(“What about the song ‘Carrie’,” shouted someone from the peanut gallery. When’s the last time you heard “Carrie” used in an insurance commercial? Gettouttahere, wise guy.)
Fortunately, that’s not what War of Kings delivers. Instead, imagine a triangle. At each point you have Deep Purple, Rainbow, and Whitesnake. If there is a target Europe is attempting to hit with this album, it is dead center of this triangle, and they succeed quite well. Credit Mic Michaeli’s organ sounds for some of it, played with a full-weighted “lean in” not unlike Jon Lord would. Vocalist Joey Tempest has some weathered vocal chords by now, but the music uses them to great advantage.
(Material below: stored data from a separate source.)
PR #69, opened 2017-04-02
Added: `scrapinghub.hustorage.frontier.Frontier.count_slot`

starrify:
This is a copy of scrapinghub/python-hubstorage#76


vshlapakov:
Hey @starrify, sorry for the late reply, is it still actual? I believe we don't want to modify `scrapinghub.hubstorage` client as it's outdated, but I could probably add similar functionality into updated `ScrapinghubClient`. Would be also nice to avoid traversing all the records in slot just to get count number, maybe we could add its support to our backend, but for now I'm not sure how much time it will take.

Gallaecio:
Closing in favor of https://github.com/scrapinghub/python-scrapinghub/pull/155.

PR #72, opened 2017-04-17
Add VCR.py json-serialized tests

vshlapakov:
The PR adds additional tests formed with json serialization based on:
- new vcrpy accept-header matcher to distinguish messagepack-marked requests from others
- additional fixture `json_and_msgpack` to parametrize some of the existing tests
- json-serialized tests being put to separate vcrpy cassettes, named with `-json.gz` suffix
- pytest `--disable-msgpack` option to disable msgpack tests (same if msgpack is unavailable)

I have some doubts if we need to add Travis configuration to run all the tests with uninstalled msgpack to make sure everything works as expected w/o msgpack at all, let's discuss it if needed.

Please, review.

PR #73, opened 2017-04-19
Add client parameter to disable msgpack use

vshlapakov:
Review, please.

The changes is a bit overlapped with https://github.com/scrapinghub/python-scrapinghub/pull/72 but not too much, anyway I can merge it into that PR if needed. If the approach looks good, I'll also add some tests.

### DIFF
--- a/scrapinghub/hubstorage/collectionsrt.py
+++ b/scrapinghub/hubstorage/collectionsrt.py
@@ -32,7 +32,7 @@ class Collections(DownloadableResource):
         :param path: None, tuple or string
 
         """
-        if not MSGPACK_AVAILABLE:
+        if not MSGPACK_AVAILABLE or not self.client.use_msgpack:
             return False
         path = urlpathjoin(path or '')
         match = COLLECTIONS_MSGPACK_REGEX.match(path)
--- a/scrapinghub/hubstorage/collectionsrt.py
+++ b/scrapinghub/hubstorage/collectionsrt.py
@@ -32,7 +32,7 @@ class Collections(DownloadableResource):
         :param path: None, tuple or string
 
         """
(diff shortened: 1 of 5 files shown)


scrapinghub/hubstorage/collectionsrt.py
```diff
@@ -32,7 +32,7 @@ def _allows_mpack(self, path=None):
         :param path: None, tuple or string
 
         """
-        if not MSGPACK_AVAILABLE:
+        if not MSGPACK_AVAILABLE or not self.client.use_msgpack:
```
chekunkov: quick question, why not set `self.use_msgpack = MSGPACK_AVAILABLE and use_msgpack` in init and check `if not self.client.use_msgpack` only?

vshlapakov: Looks better, thanks. Btw in both cases if messagepack is not available - it will silently ignore `use_msgpack` option, does it make sense to add some warnings for such case?

chekunkov: yes, good idea

vshlapakov: Added a warning message to illustrate what I meant in https://github.com/scrapinghub/python-scrapinghub/pull/73/commits/736e57da91833a3ceb9b6e455c61fa4e795c85d1.

scrapinghub/hubstorage/resourcetype.py
```diff
@@ -32,7 +32,7 @@ def _allows_mpack(self, path=None):
         :param path: None, tuple or string
 
         """
-        if not MSGPACK_AVAILABLE:
```
chekunkov: can you also drop unused imports?

Issue #79, opened 2017-08-17
'Items' object is not callable


ijharulislam:
I am using python scrapinghub. Now I am facing two problems. 
1. I am getting en error.

```
Traceback (most recent call last):
  File "shop_info/test.py", line 58, in <module>
    for item in job.items():
TypeError: 'Items' object is not callable
```

2. I want to pass a JSON object as an argument. I tried with this.
project.jobs.run('shop_info', job_args={'input_data': input_data})

input_data is a json object.

spookyUnknownUser:
I think this is supposed to be 
`job.items.iter()`

According to the pydoc
```
    - retrieve all scraped items from a job::

        >>> job.items.iter()
        <generator object mpdecode at 0x10f5f3aa0>
```

Seems like this wasn't updated in the quickstart.

ijharulislam:
Thank you for answer. I already fixed the issue with items.iter().

vshlapakov:
Thanks :+1:

PR #81, opened 2017-09-09
Update quickstart with correct items call

spookyUnknownUser:
See #79

Saying `job.items()` results in a callable error, I think the right syntax is the one in the pydoc: `job.items.iter()`

Right❓


vshlapakov:
Indeed, thanks and sorry for delay, have just saw the issue.

PR #85, opened 2017-10-30
frontier: collect newcounts per frontier/slot

immerrr:
This would be great to collect statistics about incremental crawl coverage.

@dangra @vshlapakov wdyt?


immerrr:
While patching tests I've realized that there's already a version of HSFrontier with newcounts per slot in `client.frontiers`. I wonder what's the best way to merge them...

immerrr:
I'm closing this PR as there's already such functionality provided in the new client.

PR #86, opened 2017-10-31
Improve tests

immerrr:
This PR adds pytest-catchlog for reviewing errors sent to logs, e.g. from background threads.

It also adds a rather unique frontier name for each test case so that test case ordering doesn't affect the vcrpy cassettes.


immerrr:
Sweet, I like them, merged your changes into my branch right away :)

tests/hubstorage/test_frontier.py
```diff
@@ -3,126 +3,125 @@
...
     fps3 = [{'fp': '/index_%s.html' % fp}
             for fp in range(batch_size * 2, batch_size * 3)]
-    frontier.add(TEST_FRONTIER_NAME, TEST_FRONTIER_SLOT, fps3)
+    frontier.add(frontier_name, TEST_FRONTIER_SLOT, fps3)
     frontier.flush()
 
     assert frontier.newcount == 150 + old_count
 
     # insert repeated fingerprints
-    fps4 = [{'fp': '/index_%s.html' % fp} for fp in range(0, batch_size)]
```
vshlapakov: @immerrr last question about the PR before merge, why the test with repeated fps was changed?

immerrr: Because `fps4` was unused and `fps3` were used as "repeated fingerprints" instead.

vshlapakov: Oh, thanks for cleaning it, I didn't spot it even now :man_facepalming:

vshlapakov:
Thanks again @immerrr! :+1:

PR #87, opened 2017-11-01
Minor changes and cassettes for #86

vshlapakov:
Proposals to improve https://github.com/scrapinghub/python-scrapinghub/pull/86.

1) I think it's better to stick with simple names, like `frontier_name`, as a frontier is a pretty much concrete logic entity within all the repository (and it's aligned with updated naming in the tests for official client).
2) Also reworked `test_frontier_newcount` a bit, as in contrast to other frontier-related tests it checks for global `newcount` counter for a project and it requires proper cleaning (added a small helper).
3) And replaces test cassettes, you can't prepare it without all the infrastructure running locally.

Please take a look.


immerrr:
LGTM

PR #88, opened 2017-11-14
Send request data as str/bytes

vshlapakov:
A short fix to overcome https://github.com/shazow/urllib3/issues/717 related to large POST requests via SSL raising `SSL3_WRITE_PENDING` error.

### DIFF
--- a/scrapinghub/hubstorage/resourcetype.py
+++ b/scrapinghub/hubstorage/resourcetype.py
@@ -54,7 +54,9 @@ class ResourceType(object):
         kwargs['url'] = urlpathjoin(self.url, _path)
         kwargs.setdefault('auth', self.auth)
         if 'jl' in kwargs:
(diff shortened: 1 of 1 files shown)


scrapinghub/hubstorage/resourcetype.py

The album certainly isn’t hair metal, and I hesitate to call it metal at all. It isn’t blues rock either. Instead, it’s just a classic-sounding hard rock release, more in line with FM radio in 1978 or 1979 than 1984 (or 2016, for that matter). Blessedly, other things that identified early Europe are gone too, such as the annoying penchant for intro ad-libbing. A lot of teenage kids got alcohol poisoning from drinking games where they had to consume whenever Tempest shouted “Oh yeah,” or “Alright!,” or “Uh-huh!,” or “Unngh!”
War of Kings certainly exhibits a more-mature degree of songwriting. None of the tracks are out to save the world, but they show off a band that is comfortable in its skin. The album is a terrific surprise, and is one of a rare breed — an instance where an ’80s hard rock entity has not only aged well, but has actually grown better than at their presumed peak of success.